Garut, NU Online Jabar
Sebagaimana kita ketahui bersama bahwa rebo wekasan (rabu terakhir) menjadi momen umat islam di Indonesia secara umum memperingati hal tersebut dengan sholat dan shadaqah sebagai bentuk ikhtiar agar dijauhkan dari musibah oleh Allah Swt.
Namun dibalik itu semua, ada pentingnya kita melakukan refleksi terhadap peristiwa yang terjadi pada hari rabu kemarin yang kita kenal rebo wekasan, karena hal tersebut memiliki banyak pelajaran yang bisa kita ambil sebagai makhluk.
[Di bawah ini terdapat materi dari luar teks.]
Issue #919, opened 2025-04-18
API for automatic rebasing on commit


rabernat:
# Context

Currently the commit process is extremely careful in order to guarantee serializability of transactions against a store. Here are some of the properties of how it works today

- When a session starts, it records the parent commit ID for its branch
- When that session commits, it checks that the tip that branch still matches the expected parent ID (in a race-condition-safe way)
  - If so, the commit succeeds
  - If not, the commit fails with a `ConflictError` (perhaps the wrong name for this error), even if there are no actual conflicts between chunks, metadata etc
- The user has the option to detect the `ConflictError` and attempt a rebase, using various rebase strategies
- If the rebase fails, the user can retry the entire transaction from the start of the session. 

As @paraseba argued on Slack, this conservative approach is necessary to ensure full consistency between what is read and what is written, e.g. in an application like a bank-account ledger.

> ...there are not only write conflicts, there are also read conflicts we cannot detect today. Even more, there are side-channels to read that we will never be able to detect (example, a second repo instance). There may be no chunk conflicts in the writes, but the user computed their chunk value based on the values of an old neighboring chunk

However, many users don't care about that level of consistency, and just want to be able to do concurrent, uncoordinated writes to different parts of their repos (e.g. writing to different groups within a hierarchy, updating different parts of an array in parallel). The current API is cumbersome for them.

# Proposal

We should add a way to "automatically rebase on commit". There are two parameters that the user needs to specify:

- `rebase_strategy: ConflictSolver` - how to perform the rebase. I think `ConflictDetector` is a good default (if we have a default).
- `rebase_retries: int` - How many times to try rebasing before giving up.

There are two places we could add this

1. Add to existing `session.commit` method. We could add `rebase_strategy=None` as the default (to preserve the current behavior), but allow specifying a rebase strategy, which would trigger a retry loop.
2.  A a new `session.rebase_and_commit` method.

I have a weak preference for 1.

Either way, excellent documentation is needed to allow users to use this feature correctly.

paraseba:
I like adding `rebase_strategy=None`.

mpiannucci:
+1 to option 1

rabernat:
Now if only we could convince the maintainers to implement it... 😆

paraseba:
> Now if only we could convince the maintainers to implement it... 😆

I have a contact

PR #920, opened 2025-04-18
Commit learns how to rebase in case of conflict

paraseba:
`Session.commit` accepts new arguments:

```
rebase_with: ConflictSolver | None = None,
rebase_tries: int = 5
```

It uses the `ConflictSolver` to call `Session.rebase` in a loop, up to `rebase_tries` times, and try to commit after each rebase.

Closes: #919


icechunk-python/python/icechunk/_icechunk_python.pyi
```diff
@@ -1066,7 +1066,13 @@ class PySession:
     @property
     def store(self) -> PyStore: ...
     def merge(self, other: PySession) -> None: ...
-    def commit(self, message: str, metadata: dict[str, Any] | None = None) -> str: ...
+    def commit(
+        self,
+        message: str,
+        metadata: dict[str, Any] | None = None,
+        rebase_with: ConflictSolver | None = None,
+        rebase_tries: int = 5,
```
rabernat, line 1074:
```suggestion
        rebase_tries: int = 1000,
```

In my experience, 5 is almost never going to be enough. If you invoke this option, I think you want to to basically keep trying until it truly hits a conflict.

icechunk-python/python/icechunk/session.py
```diff
@@ -250,7 +250,13 @@ def merge(self, other: Self) -> None:
         """
         self._session.merge(other._session)
 
-    def commit(self, message: str, metadata: dict[str, Any] | None = None) -> str:
+    def commit(
+        self,
+        message: str,
+        metadata: dict[str, Any] | None = None,
+        rebase_with: ConflictSolver | None = None,
+        rebase_tries: int = 5,
```
rabernat, line 258:
```suggestion
        rebase_tries: int = 1000,
```

icechunk-python/src/session.rs
```diff
@@ -180,23 +180,35 @@ impl PySession {
...
-                    .await
-                    .commit(message, metadata.map(|m| m.into()))
-                    .await
-                    .map_err(PyIcechunkStoreError::SessionError)?;
+                let mut session = self.0.write().await;
+                let snapshot_id = if let Some(solver) = rebase_with {
+                    session
+                        .commit_rebasing(
+                            solver.as_ref(),
+                            rebase_tries.unwrap_or(5),
```
rabernat, line 201:
```suggestion
                            rebase_tries.unwrap_or(1000),
```

rabernat (approved):
API looks good! But I would massively increase the number of retries for the default.

I recommend updating docs as part of this PR if possible.

icechunk-python/src/session.rs
```diff
@@ -180,23 +180,35 @@ impl PySession {
...
-                    .map_err(PyIcechunkStoreError::SessionError)?;
+                let mut session = self.0.write().await;
+                let snapshot_id = if let Some(solver) = rebase_with {
+                    session
+                        .commit_rebasing(
+                            solver.as_ref(),
+                            rebase_tries.unwrap_or(1_000),
+                            message,
+                            metadata,
+                            |_| async {},
```
mpiannucci, line 204: Im guessing these are left for future work in python?

mpiannucci (approved):

icechunk-python/src/session.rs
paraseba: I'm currently using them for Rust tests, if they become useful we can expose them to python.

paraseba:
Default retries and documentation updated.

PR #921, opened 2025-04-18
Credential refresh can be initialized with the first set of credentials

paraseba:
`s3_storage` style functions got a new argument:

```
resolve_get_credentials: bool = False
```

If True is passed, pickled repos and sessions will use the result returned the first time `get_credentials` was called, instead of having to run it again.

This speeds up short distributed tasks, since they no longer need to spend time fetching credentials. Tasks will reuse the credentials gathered by the "coordinator"

### DIFF
--- a/Cargo.lock
+++ b/Cargo.lock
@@ -1701,6 +1701,7 @@ dependencies = [
  "miette",
  "pyo3",
  "pyo3-async-runtimes",
+ "rand 0.9.1",
  "serde",
  "serde_json",
  "thiserror 2.0.12",
--- a/icechunk-python/Cargo.toml
+++ b/icechunk-python/Cargo.toml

Menurut Sesepuh Pondok Pesantren Fauzan, KH Aceng Aam Umar ‘Alam menyampaikan pentingnya kita melakukan refleksi terhadap hidup kita, khususnya saat kita melakukan peringatan rebo wekasan yang menjadi waktu diturunkannya musibah.
Menurut Aceng Aam sapaan akrabnya, ia mengajak kita untuk merenungkan lebih banyak mana musibah yang kita terima dibandingkan dengan nikmat yang kita terima selama ini. Hal tersebut disampaikannya saat mengisi pengajian mingguan di Pondok Pesantren Fauzan Pusat RT/RW 05/05 Desa/Kecamatan Sukaresmi, Kabupaten Garut, Ahad (25/9/22).
Aceng Aam menjelaskan setiap tahun Allah SWT menurunkan 320.000 cobaan atau musibah, kebanyakan di bulan Safar, sehingga banyak orang menyebutkan bulan Safar adalah bulan naas, kita bandingkan bulan-bulan sebelumnya dengan nikmat yang telah kita terima.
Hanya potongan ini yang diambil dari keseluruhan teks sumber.